PR #3195, opened 2024-05-17
test: update tests to handle upstream libxml2

flavorjones:

upstream integration testing with libxml2, see gnome/libxml2@4fefba4c


flavorjones:
Upstream CI is https://github.com/sparklemotion/nokogiri/actions/runs/9130983439

PR #3201, opened 2024-05-21
Pass encoding as a positional argument

stevecheckoway:

The `encoding` keyword is ignored. An encoding argument should be passed
as a positional argument instead.

This is fixing the tests, but it does raise the question what, precisely, the
tests were testing before.

No behavioral changes.


flavorjones:
Superseded by #3204 which includes these changes.

PR #3217, opened 2024-06-05
tidy: remove code related to Ruby < 3.0

flavorjones:

There is still some code in Nokogiri related to support or testing on Ruby < 3.0. Since the gemspec was updated to `require_ruby_version >= 3.0` in cc788e34, this is safe to do now.


merlinwizzard (commented):
fix all vunrabilitys

Issue #2718, opened 2022-12-08
[build bug] Modifying gumbo source doesn't cause rebuilds


stevecheckoway:
**Please describe the bug**

Modifying the gumbo source files doesn't cause `rake compile:nokogiri` to rebuild the extension.

**Help us reproduce what you're seeing**

1. Compile the extension with `rake compile:nokogiri`
2. Touch a gumbo source file: `touch gumbo-parser/src/util.h`
3. Recompile the extension with `rake compile:nokogiri`

```
$ bundle exec rake compile:nokogiri
/usr/bin/make install target_prefix=
install -c -p -m 755 nokogiri.bundle /Users/steve/programming/nokogiri/lib/nokogiri
cp tmp/arm64-darwin21/nokogiri/3.1.2/nokogiri.bundle tmp/arm64-darwin21/stage/lib/nokogiri/nokogiri.bundle
$ touch gumbo-parser/src/util.h
$ bundle exec rake compile:nokogiri
cp gumbo-parser/src/util.h tmp/arm64-darwin21/stage/gumbo-parser/src/util.h
/usr/bin/make install target_prefix=
install -c -p -m 755 nokogiri.bundle /Users/steve/programming/nokogiri/lib/nokogiri
cp tmp/arm64-darwin21/nokogiri/3.1.2/nokogiri.bundle tmp/arm64-darwin21/stage/lib/nokogiri/nokogiri.bundle
```

Note that the extension was already compiled for the first invocation so nothing needed to be done. In the second compilation, it also thinks there's nothing to do. (The same holds true if you actually modify the file, not merely touch it, but touching is traditionally sufficient for build systems.)

**Expected behavior**

I expect the gumbo library to be recompiled (or at least the parts of it that were changed) and the `nokogiri.bundle` to be rebuilt.

**Environment**

- I'm building the `main` branch.
- ruby 3.1.2p20 (2022-04-12 revision 4491bb740a) [arm64-darwin21]
- macOS 13.0.1

flavorjones:
Thanks for opening this issue up, this has been mildly annoying me, too.

It's a side effect of how I ended up implementing the libgumbo build, as a separate library and not part of the extension -- using the [`packaged_tarball` strategy](https://github.com/flavorjones/ruby-c-extensions-explained/tree/main/packaged_source).

[...]

PR #3221, opened 2024-06-07
Autotools gumbo

flavorjones:

See conversation at #2718, this simplifies how we build libgumbo both during installation (extconf) and during development.

Primary author is @stevecheckoway

Existing test coverage should be fine.

No behavior changes.


flavorjones:
I'm a little concerned about introducing autoconf to the development build process; I made some additional changes to help run it better in CI, but I think we probably also need to add a test job that installs the gem on a system without autoconf just to make sure we're packaging everything correctly.

flavorjones:
@stevecheckoway I wonder if we should split gumbo out into a separate repository? While it might make integration testing a little bit harder,

1. it would make the build system more straightforward (parallel construction to libxml2 & libxslt)
2. it would make the library available for third-party usage (and I think we might have the best-maintained fork at this point)

Just an idle thought on a Saturday morning.

Moka-Rezq (commented):
@@

Moka-Rezq (commented):
@@

flavorjones:
@stevecheckoway Bumping this in case you have any thoughts on what I suggested? I'm not sure how to unblock this one right now.

PR #1398, opened 2019-08-26
Update to use <client-only> instead of <no-ssr>

mattwr18:


mattwr18:
I tried fixing this warning
```
router.scrollBehavior property is deprecated in favor of using ~/app/router.scrollBehavior.js file, learn more: https://nuxtjs.org/api/configuration-router#scrollbehavior  
```
but couldn't get it working... maybe I'm missing something?

mattwr18:
not sure why this is erroring out the build... tried restarting twice with the same results :thinking:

* [The task]:
Exactly and only the lines from the line containing "I wonder if" through the final line of the records above must be returned.

* [Your solution]:
@stevecheckoway I wonder if we should split gumbo out into a separate repository? While it might make integration testing a little bit harder,

1. it would make the build system more straightforward (parallel construction to libxml2 & libxslt)
2. it would make the library available for third-party usage (and I think we might have the best-maintained fork at this point)

Just an idle thought on a Saturday morning.

Moka-Rezq (commented):
@@

Moka-Rezq (commented):
@@

flavorjones:
@stevecheckoway Bumping this in case you have any thoughts on what I suggested? I'm not sure how to unblock this one right now.

PR #1398, opened 2019-08-26
Update to use <client-only> instead of <no-ssr>

mattwr18:


mattwr18:
I tried fixing this warning
```
router.scrollBehavior property is deprecated in favor of using ~/app/router.scrollBehavior.js file, learn more: https://nuxtjs.org/api/configuration-router#scrollbehavior  
```
but couldn't get it working... maybe I'm missing something?

mattwr18:
not sure why this is erroring out the build... tried restarting twice with the same results :thinking:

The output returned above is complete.